Additional Problem (To Be Discussed if Time Permits)

  1. Here is another way to modify Quicksort so that it works well on inputs with multiple copies of the same element. Unfortunately the version presented here does not sort in place, so that it requires additional storage.

    This version of the algorithm will not modify its input. It will access and modify a second array L, where it is initially the case that L[i] = i for each integer i such that 0 ≤ i < A.length.

    The entries of A are not changed in any way as this version of the algorithms is used — the entries of L are instead, so that, at each point during the computation,

    A[L[0]], A[L[1]], A[L[2]], …, A[L[A.length−1]]

    is the sequence of values (in order) that would be found in A using the original version of the algorithm.

    Of course the array L will generally not be sorted — but it can be used to produced the array that would be obtained by sorting A when the algorithm terminates.

    1. Trace the execution of the modified algorithm on the array shown in Question #2, above.

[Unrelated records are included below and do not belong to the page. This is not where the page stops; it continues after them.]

PR #17, opened 2022-03-11
Fix build instructions in readme

OlivierNicole:
I realized that my own instructions were wrong. Simply running `opam install . --deps-only` and `opam exec -- dune build` leads to the error that packages `lin` and `stm` are not found. One must first install them.

Note that this is due to lin and stm not being part of a public repository. Once they are, we can remove this step.

### DIFF
--- a/README.md
+++ b/README.md
@@ -78,19 +78,29 @@ package](lin.opam).
 Installation instructions, and running the tests
 ================================================
 
-The test suite can be run with the following commands:
-```
-opam install . --deps-only --with-test
-opam exec -- dune build
-opam exec -- dune runtest
-```
-
-Package `lin` and `stm` can be installed with:
+Package `lin` and `stm` can be installed independently with:
 ```
 opam install ./lin.opam
 opam install ./stm.opam
 ```
 
+The test suite can be run with the following commands (from the root of this directory):
+```
+opam install . --deps-only --with-test
+dune build
+dune runtest -j1 --error-reporting=deterministic
+```
+
+Individual tests can be run by invoking `dune exec`. For example:
+```
+$ dune exec src/atomic_test.exe -- -v
+random seed: 51501376
+generated error fail pass / total     time test name
+[✓] 1000    0    0 1000 / 1000     0.2s sequential atomic test
+[✓] 1000    0    0 1000 / 1000    21.7s parallel atomic test (w/repeat)
+================================================================================
+success (ran 2 tests)
+```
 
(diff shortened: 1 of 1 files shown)


jmid:
> I realized that my own instructions were wrong. Simply running opam install . --deps-only and opam exec -- dune build leads to the error that packages lin and stm are not found. One must first install them.

Are you sure?
I just did a fresh clone and double-checked the output of `opam list` and `opam pin list` to make sure that I don't have `stm` and `lin` installed or pinned. Here the 3 listed commands run without a missing package error:
```bash
$ opam install . --deps-only --with-test
$ opam exec -- dune build
$ opam exec -- dune runtest
```

1. I think we can drop the `opam exec --` prefix from the last two commands though
2. I believe that using `dune runtest -j1 --error-reporting=deterministic` paves for better, more deterministic errors and error messages
3. We may want to mention that one can run individual tests by invoking
    ```
      $ dune exec src/atomic_test.exe -- -v
      random seed: 51501376
      [✓] 1000    0    0 1000 / 1000     0.2s sequential atomic test
      [✓] 1000    0    0 1000 / 1000    21.7s parallel atomic test (w/repeat)
      success (ran 2 tests)
    ```

jmid:
> I realized that my own instructions were wrong. Simply running opam install . --deps-only and opam exec -- dune build leads to the error that packages lin and stm are not found. One must first install them.

Are you sure?
I just did a fresh clone and double-checked the output of `opam list` and `opam pin list` to make sure that I don't have `stm` and `lin` installed or pinned. Here the 3 listed commands run without a missing package error:
```bash
$ opam install . --deps-only --with-test
$ opam exec -- dune build
$ opam exec -- dune runtest
```

1. I think we can drop the `opam exec --` prefix from the last two commands though
2. I believe that using `dune runtest -j1 --error-reporting=deterministic` paves for better, more deterministic errors and error messages
3. We may want to mention that one can run individual tests by invoking
    ```
      $ dune exec src/atomic_test.exe -- -v
      random seed: 51501376
      [✓] 1000    0    0 1000 / 1000     0.2s sequential atomic test
      [✓] 1000    0    0 1000 / 1000    21.7s parallel atomic test (w/repeat)
      success (ran 2 tests)
    ```

OlivierNicole:
Mmh, all right, I did get a `library STM not found` error but I can't seem to reproduce it. It must have been caused by something else.

Your three suggestions look good to me, I can add them to the patch.

OlivierNicole:
Done.

PR #19, opened 2022-03-15
Put lin and stm in a single multicorecheck package

OlivierNicole:
The current package organization makes it difficult for `Lin` and `STM` to have modules in common without introducing a third package. Rather than having a user-facing package without a clear purpose, this puts Lin and STM in a single `multicorecheck` package. Common dependencies can exist in the form of private library in the same package (akin to `lib/util`).


jmid:
Looks good - thanks!

We should remember to update the README,md to reflect the new structure.

jmid:
BTW, I think we can remove the dependency on `ocamlfind`:
  https://github.com/jmid/multicoretests/blob/77b370a15f18c35a6dbe28a669aacd3a6b9a85ac/multicorecheck.opam#L13

OlivierNicole:
Done in the new version.

OlivierNicole:
Restructured to have all three libraries back into the same directory.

    2. Now consider using the extra information that is now available to redefine the ordering that is being use in order to break ties: In particular, if we comparing values A[L[i]] and A[L[j]], where i is not equal to j, then

      • if A[L[i]] < A[L[j]] according to the ordering that we have been using so far, then A[L[i]] < A[L[j]] using the new ordering as well.
      • if A[L[i]] > A[L[j]] according to the ordering that we have been using so far, then A[L[i]] > A[L[j]] using the new ordering as well.
      • finally, if A[L[i]] = A[L[j]] according to the ordering that we have been using so far, then A[L[i]] < A[L[j]] using the new ordering if i < j (using the usual ordering of integers) and A[L[i]] > A[L[j]] if i > j.

      Confirm that if Quicksort is applied using the “new” ordering, then this can be used (quite quickly) to produce the array that would be obtained from A by sorting it using the “old” ordering.

    3. Use the above to describe a version of randomized Quicksort whose expected cost to sort any array of length n is in O(n log n).